A fotografia mudou. Não sei se mudou tão profundamente que se possa chamar morte e dar um novo nome ao que se faz hoje.

No meu caso particular, cheguei recentemente á conclusão de que quanto mais possibilidades me dão as máquinas menos prazer tenho em fotografar.

A pós produção, o foco na face e mais recentemente no olho, o view finder eletrónico, a pós focagem, o 4 e 6k, o dynamic range, o disparo antecipado, as 30 frames por segundo, o bouket automático, etc, etc, etc, retiram por completo todo o prazer de fotografar. Estou a fazer o caminho de volta e com isso redecobrir o prazer de fotografar.

Quero; ser eu a escolher o momento decisivo, sentir, pensar e fazer um só disparo de cada vez, ter e foco e desfoco onde eu quero, falhar ou acertar, não passar pelo photoshop, e até imprimir é o que me dá prazer na fotografia.

Se me permitem ir mais longe: a tecnologia está a retirar ao homem prazer de viver! Eu passo-me quando vejo nos eventos as pessoas mais preocupadas em fazer video ou fotografia do que a disfrutar do que está a sua frente.

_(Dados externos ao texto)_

PR #74, opened 2015-09-29
Create `shouldTransactionMerge` method. Fix chatbot example

nhunzaker:
Walked through some things with @efatsi. This is the resulting PR.


src/Microcosm.js
```diff
@@ -55,11 +55,17 @@ Microcosm.prototype = {
     return this
   },
 
+  shouldTransactionMerge() {
+    return true
+  },
```
nhunzaker: Default merger strategy. This should allow users to interact with undo history at a much higher level of abstraction. 

For example, if you wanted to only use the last 500 changes, you could do something like:

```
shouldTransactionMerge() {
    return this.history.path().length > 500
}
```

Based on some performance metrics, this will execute in `0.49ms`, which is fast enough for me.

efatsi: just a note that your example (I believe) will just save the first 500 transactions, and then merge the rest in. As apposed to saving the last 500 (which would probably involve merging the early transactions into each other).

efatsi:
:+1:

src/Microcosm.js
nhunzaker: This will save the last 500 transactions, on the 501st, the first transaction will be merged in; working from left to right.

Actually, I will add test coverage for specifically this example.

nhunzaker: What are your thoughts on this test here? 2ed48d3

averyvery:
:+1:

PR #75, opened 2015-10-01
Allow generators to use generators

nhunzaker:
This PR allows generators actions to compose other generator actions. Really, it fixes a bug where yielding generators returns the generator itself to the store. Keeping with the expectation, i want to continue to break down the complex data types until I get a primitive value.

### DIFF
--- a/src/__tests__/dispatch-generator-test.js
+++ b/src/__tests__/dispatch-generator-test.js
@@ -99,4 +99,35 @@ describe('When dispatching generators', function() {
 
     app.push(single, 4)
   })
+
+  it ('runs results through coroutine', function(done) {
+    let app = new Microcosm()
+
+    function* range(start, end) {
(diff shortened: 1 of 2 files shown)


nhunzaker:
Just to give some context here.

This came up queuing animation states for a project. I want to compose them together in interesting ways. With this PR fixes a bug I found doing:

```
function* stageIn() {
    yield new KeyFrame({ state: 'intro'' }, 0)    
    yield new KeyFrame({ state: 'intro-leave' }, 200)
}

function* stageOut() {
    yield new KeyFrame({ state: 'curtain'' }, 400)    
}

function* transition(page) {
    yield stageIn()
    yield new KeyFrame({ state: 'page' })
    yield stageOut()
}
```

Purely a thought experiment, but it did uncover the bug :)

PR #76, opened 2015-10-06
Transaction tree tweaks

nhunzaker:
Second attempt...

This PR moves away from a graph like data structure and implements history as a tree. It's also incredibly fast:

```
Nodes  ::append()  ::root()  ::reduce(merge)  ::size()  ::prune()  Memory Growth
-----  ----------  --------  ---------------  --------  ---------  -------------
10000  0.0008ms    0.40ms    1.81ms           0.32ms    1.24ms     0.883%

Dispatching 10000 actions: 14ms
```

Performance is Similar in Safari and slightly less stellar in Firefox. In any case: 10,000 unique transactions processed is a very lofty goal. This is essentially pushing a new action ever 16 milliseconds for 2.6 minutes. If we ever want to enable high fidelity rewind, we can definitely do it...

undo-tree


examples/undo-tree/index.jsx
```diff
@@ -0,0 +1,53 @@
+import Microcosm from 'Microcosm'
+import React from 'react'
+import Drawing from './components/drawing'
+
+class UndoTree extends Microcosm {
+
+  shouldHistoryKeep(transaction) {
+    return false
+  }
```
nhunzaker: Thoughts on this name, @efatsi?

examples/undo-tree/index.jsx
```diff
@@ -0,0 +1,53 @@
+import Microcosm from 'Microcosm'
+import React from 'react'
+import Drawing from './components/drawing'
+
+class UndoTree extends Microcosm {
+
+  shouldHistoryKeep(transaction) {
+    return true
+  }
```
nhunzaker: Sorry to repost... bad push. @efatsi thoughts?

efatsi: sounds like a good name to me. whatever the name though, this logic is not trivial and deserves a good writeup in the readme i believe.

nhunzaker: I agree.

nhunzaker: Really, I continue to struggle for a name here. It's "should the app commit this transaction into base state and purge it from history"

efatsi: you could always go the verbose route `shouldMergeTransactionIntoBaseStateAndPurgeFromHistory`

nhunzaker: Haha, you actually beat me to typing that exact thing out!

PR #78, opened 2015-10-16
Key paths

nhunzaker:
When upgrading Colonel Kurtz to the latest version of Microcosm, I bumped into some friction moving away from our old API that allowed:

```
app.set('abitrary-key', stuff)
```

This allowed a user to directly modify application state, which was extremely problematic when we moved to storing changes as a series of transactions over time. I'm really glad we moved away from this, however it did expose an issue: 

All stores must be mounted to a namespaced key, so there's no efficient way to directly assign a single-value key to the root state object. This makes it cumbersome to perform operations on the entire state object itself.

This PR adds support for this by implementing key path access to app state. This means that a store can be mounted to an array of keys and Microcosm will drill into the global app state object to assign a new value. 

All modifications occur immutably, which means we take about a 3-4ms penalty on our dispatch benchmark. That isn't great, but I think I can make up the efficiencies somewhere else in the pipeline. Regardless of the performance regression (which is over 10,000 transactions, more than 200 times what I've ever seen in the wild), I've bumped into this several times working on projects with Microcosm, and I think it's an important addition.

```javascript
import { willStart } from 'microcosm/lifecycle'

app.addStore(function() {
    return {
        [willStart]: { test: true }
    }
})

assert(app.state.test)
```

```javascript
app.addStore([ 'foo', 'bar', 'baz' ], {
    getInitialState() {
        return true
    }
})
assert(app.state.foo.bar.baz)
```

### DIFF
--- a/src/Microcosm.js
+++ b/src/Microcosm.js
@@ -51,11 +51,9 @@ Microcosm.prototype = {
    * a new state. This is the state exposed to the outside world.
    */
   rollforward() {
-    let next = merge({}, this.base)
-
-    this.state = this.history.branch().reduce((state, transaction) => {
+    this.state = this.history.branch().reduce((state, transaction, i) => {
       return dispatch(this.stores, state, transaction)
-    }, next)
+    }, this.base)
 
     this.emit(this.state)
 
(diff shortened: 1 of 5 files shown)


ltk:
This looks great :+1:

PR #87, opened 2015-11-30
Tree should push children to beginning of list. Small Tree.js refactoring.

nhunzaker:
This commit changes the order in which child nodes of the Tree data structure are appended. This allows for "redo" functionality that moves forward to the most recent change.

undo


h0tl33t:
Neat! :+1:

PR #88, opened 2015-11-30
Add push benchmark

nhunzaker:
This PR adds another benchmark for general push performance. It's near instant, but I wanted to set up a benchmark before exploring some potential updates to this function.

screen shot 2015-11-30 at 9 16 09 am

### DIFF
--- a/benchmarks/push-performance.js
+++ b/benchmarks/push-performance.js
@@ -16,7 +16,7 @@ action.toString = function () { return 'test' }
 var Store = function() {
   return {
     getInitialState: 0,
-    test: function(n) { return n + 1}
+    test: function(n) { return n + 1 }
   }
 }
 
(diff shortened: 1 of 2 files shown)


benchmarks/push-performance.js
```diff
@@ -0,0 +1,52 @@
...
+
+var app = new Microcosm()
+
+var action = function test () {}
+action.toString = function () { return 'test' }
+
+var Store = function() {
+  return {
+    getInitialState: 0,
+    test: function(n) { return n + 1}
```
h0tl33t: Spacing :tm: at the end of the return statement.

h0tl33t:
Such fast.  Very speed.  :+1:

benchmarks/push-performance.js
nhunzaker: Ahhhh!

PR #89, opened 2016-01-08
Breakout history

nhunzaker:
This PR extracts the history API into a separate module. Ideally, this could eventually be overridden. It also lays the groundwork for a consistent set of lifecycle methods for transactions.


src/histories/Branches.js
```diff
@@ -0,0 +1,63 @@
...
+ * Branches History
+ * Stores transaction history as a tree.
+ */
+
+import Tree from '../Tree'
+
+let Branches = function (options={}) {
+  this.base = {}
+  this.tree = new Tree()
+  this.maxHistory = options.maxHistory || -Infinity
```
averyvery: why the -?

averyvery:
:+1: really sharp

src/histories/Branches.js
nhunzaker: By default, I never want to keep any history. This feels more permanent than `0`.

Also I never miss a chance to use Infinity :)

nhunzaker:
Giving my own :+1:  to circumvent our slackbot :P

Quando a Ferrari andava em testes com o F430, um dos pilotos de teste era então seu piloto de F1, o Michael Schumacher.
O F430 tem no volante entre outros, um botão para a ajuda à condução, que vai desde a nenhuma, até à completa, ABS, ASC, etc.
Enquanto muitos testavam o carro desligando essas ajudas, o MS ligava-as de forma a concentrar-se somente na sua condução, trajetórias, travajens, etc.

O que estragou a fotografia foi a vulgarização, a perda de exclusividade. Hoje em dia, qualquer um com bom olho e um p20, faz melhor foto que um fotógrafo clássico com a sua 4x5 cheia de truques.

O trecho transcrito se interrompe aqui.